__Directions for this task__. Within the material below, how many lines carry the word "CodePrinter"? State only the number.

-- -- --

PR #2618, opened 2026-07-01
Improve slicing performance in C code

EmilyBourne:
Slicing in C involves a call to a `cspan_slice`. This external function has a cost which makes it hard for the compiler to optimise this and surrounding code. Cspan provides `cspan_submd<RANK>` functions to construct a lower rank submd spans. This is equivalent to `cspan_slice` but faster as it is based on a macro design. Additionally minor slice related bug fixes are incorporated which also improve speed.

**Commit summary**
- Use calls to `cspan_submd<RANK>` when possible
- Ensure the variable generated to save a temporary slice is marked as an alias (prevents unnecessary stack memory allocation)
- Translate expressions such as `a[:]` to `a` to avoid printing unnecessary slicing in the generated code

---

We can see the impact of this change by comparing the benchmarking results from devel:
performance on devel
to the benchmarking results from this branch:
performance on ebourne_c_slicing_performance with a jump in C performance for the time stepping cases

In particular, improvements can be seen for the time stepping methods.

---

## Pull request checklist

- [x] Update CHANGELOG.md

### DIFF
--- a/pyccel/codegen/printing/ccode.py
+++ b/pyccel/codegen/printing/ccode.py
@@ -2227,7 +2227,7 @@ class CCodePrinter(CodePrinter):
                     and expr.rank < base.rank
                     and all(isinstance(i, Slice) for i in inds[expr.rank :])
                 ):
-                    indices_code = ", ".join(indices[: expr.rank])
+                    indices_code = ", ".join(indices[: -expr.rank])
                     return (
                         f"({c_type})cspan_submd{base.rank}({base_code}, {indices_code})"
                     )
--- a/pyccel/codegen/printing/ccode.py
+++ b/pyccel/codegen/printing/ccode.py
@@ -2221,15 +2221,24 @@ class CCodePrinter(CodePrinter):
                         )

-- -- --

__Answer__. 2